— What is required —
Read the records below and copy each line that contains "current".

— Records for the exercise —
PR #913, opened 2025-03-13
Add a Flag to override Filestatus black and whitelists for vara-run

Sinerum:
resolves se-sic/VaRA#1026

### DIFF
--- a/varats/varats/tools/driver_run.py
+++ b/varats/varats/tools/driver_run.py
@@ -10,6 +10,7 @@ import logging
 import re
 import sys
 import typing as tp
+from operator import attrgetter
 from pathlib import Path
 from subprocess import PIPE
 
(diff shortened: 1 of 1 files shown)


Sinerum:
With the current implementation of version sampling for experiments `MISSING` revisions will alway be run regardless what  is specified by `FILE_STATUS_BLACKLIST` and `FILE_STATUS_WHITELIST`. 
Not sure if we want to change that as it likely does not come up often and the goal of the issue was to
 a) easily rerun successfull revisions after changing some part of the setup 
and
 b) specifically rerun compilation errors after fixing the project setup.

varats/varats/tools/driver_run.py
```diff
@@ -101,6 +103,22 @@ def __validate_project_parameters(
...
+    help="Override the file status whitelist."
+)
+@click.option(
+    "-bl",
+    "--black-list",
+    type=click.Choice([x.name for x in FileStatusExtension],
+                      case_sensitive=False),
+    multiple=True,
+    help="Override the file status blacklist."
+)
```
boehmseb: You can use `EnumChoice` from our helper module `click_param_types.py` here.

varats/varats/tools/driver_run.py
```diff
@@ -172,6 +197,7 @@ def main(
     )
 
     env = {k: str(to_yaml(v)) for k, v in bb_cfg().to_env_dict().items()}
+    env |= {k: str(to_yaml(v)) for k, v in vara_cfg().to_env_dict().items()}
```
boehmseb: I'm not sure if we should do this.
At the very least, this needs extensive testing as this could easily break our current slurm and/or container setup.
It's probably easier and safer for now to only add the modified config entries to `env`.

boehmseb (changes requested):

boehmseb (approved):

— Exercise answer —
With the current implementation of version sampling for experiments `MISSING` revisions will alway be run regardless what  is specified by `FILE_STATUS_BLACKLIST` and `FILE_STATUS_WHITELIST`. 
At the very least, this needs extensive testing as this could easily break our current slurm and/or container setup.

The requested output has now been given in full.